Оправдание крови (Чигринов) - страница 194

Оставалось только поджечь. Но прежде Чубарь оглянулся по сторонам, будто боялся, что его вдруг застанут за этим делом. Ничего подозрительного вокруг не было. Тогда Чубарь поймал в коробке спичку, чиркнул. Подождав, пока сгорит сера и займется дерево, он тут же поднес огонек к снопам как раз в том месте, где были состыкованы колоски, и легкое пламя сразу же побежало по соломе, а в следующий момент перескочило на копну. Не напрасно этот год рожь долго стояла в поле. Солома, так же как и жнивье, давно уже пересохла, и пожар не заставил себя ждать да много усердствовать. Поняв, что тут, возле этой лохматой копны, больше нечего делать, Чубарь схватил за жесткий конец пылающий сноп и, торопясь, чтобы пламя, которое раздувал ветер, не обожгло руки, побежал с ним к другой копне. Потом, выхватывая новый сноп, он бежал к следующей, все дальше по сжатому клину, стараясь попадать в центр его, благо было светло от луны, и пламя, которое в темную ночь могло бы просто слепить глаза, сегодня совсем не мешало рассмотреть все вокруг. Лицо Чубаря от огня быстро сделалось горячим, руки, хотя он и старался уберечь их от ожогов, уже тоже жгло, будто кожа на них взялась волдырями. Делал Чубарь свое дело спокойно и без недавней злости, как что-то самое обыкновенное, будто собирался готовить под засев вырубку и перед этим подпаливал хворост. Наконец он бросил последний пылающий сноп еще на одну копну, провел по толстовке ладонями, вытирая сажу, и оглянулся на то, что так легко совершил, даже не запыхавшись. Расчет был правилен. Огонь уже охватил не только те копны, которые Чубарь поджег, но устремился по склону вниз, подбираясь все к новым и новым. Казалось, растекалась во все стороны пылающая смола. Больше здесь, в Поддубище, делать было нечего, и Чубарь, поправив толчком, как мешок на спине, винтовку, которая висела наискось, пошел прочь, обходя с тыльной стороны курган. Хотя назавтра в деревне и говорили, что кто-то стрелял на пожаре, однако до самой Мамоновки он винтовку не снимал…

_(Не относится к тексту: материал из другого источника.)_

PR #2128, opened 2017-02-03
remove token query parameter from pages on load

### LINKED ISSUE #2127: Clear the one-time token from the URL when the notebook is launched
Right now it's confusing that the token in the URL of a browser that has been launched by Jupyter notebook only works one time. We could work around the confusion by clearing it from the URL address immediately.

Thanks to @minrk for the suggestion and @blink1073 for also bringing it up.

minrk:
remove token query parameter from pages on load

Once the page has been loaded, the token has done its job and can be discarded. Its presence can lead to confusion, especially copying/pasting URLs with one-time tokens present.

closes #2127

### DIFF
--- a/notebook/templates/page.html
+++ b/notebook/templates/page.html
@@ -156,6 +156,32 @@
 {% block script %}
 {% endblock %}
 
+<script type='text/javascript'>
+  function _remove_token_from_url() {
+    if (window.location.search.length <= 1) {
+      return;
+    }
+    var search_parameters = window.location.search.slice(1).split('&');
+    var found = false;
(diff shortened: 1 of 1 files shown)


notebook/templates/page.html
```diff
@@ -156,6 +156,32 @@
 {% block script %}
 {% endblock %}
 
+<script type='text/javascript'>
+  function _remove_token_from_url() {
+    if (window.location.search.length <= 1) {
+      return;
+    }
+    var search_parameters = window.location.search.slice(1).split('&');
+    var found = false;
```
takluyver: unused variable

Issue #1852, opened 2016-10-24
Proposal for fixing mirroring issues in Jupyter Notebook


samarsultan:
## Jupyter Notebook
Arabic Data Handling

### Overview
Mirroring is essential in case the application interface is translated to any language with a Bidirectional script (e.g. Arabic, Hebrew). The Arabic and Hebrew script natural Global Orientation is from right-to-left, hence, the native speakers of these languages expect to see the GUI layout mirrored so that the whole GUI can be read from right-to left as well. This includes viewing menu buttons on the right, the navigation tree on the right, and indentation to the left. GUI mirroring is necessary for any application which has GUIs meant to be translated to a language based on bidi (i.e. Bidirectional) scripts such as Arabic and Hebrew.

Постояв на Гапкином дворе, Чубарь осторожно, чтобы ничем не брякнуть, зашел в дом и повалился, не раздеваясь, на постель. Заснул он хоть и не очень быстро, но в спокойном состоянии, будто не с пожара вернулся, а, по крайней мере, с мельницы, где весь день засыпал в жернова зерно, таская беспрерывно сверху вниз и снизу вверх полные мешки. Чубарь был уверен, что сделал в Поддубище то, что крайне необходимо было сделать и что в его положении не сделать было никак нельзя. Словом, засыпая, он далек был от мысли, что, спалив рожь, нанес этим вред, так же, как далек он был и от того, что на этот счет может быть у кого-нибудь иное мнение. Однако, несмотря на удовлетворение сделанным, спал Чубарь все-таки плохо. Точней, не так хорошо, как надо было ожидать в его настроении. Потому он и проспал на другой день далеко за полдень: снова, как на пожаре в Поддубище, жгло ему лицо, под закрытыми веками билось нетерпеливое пламя. Но больше всего, кажется, мешал один и тот же сон, даже не сон — какой-то кошмар… Довольно было Чубарю на мгновение забыться, как сразу мерещилось: из-под пылающих копен прыскали, разбегаясь по жнивью во все стороны, полевые мыши, у которых были почему-то человеческие головы, и все на одно лицо, похожее на Микиту Драницу… Наконец, под утро уже, перестало трепетать под веками пламя и Чубарь крепко заснул.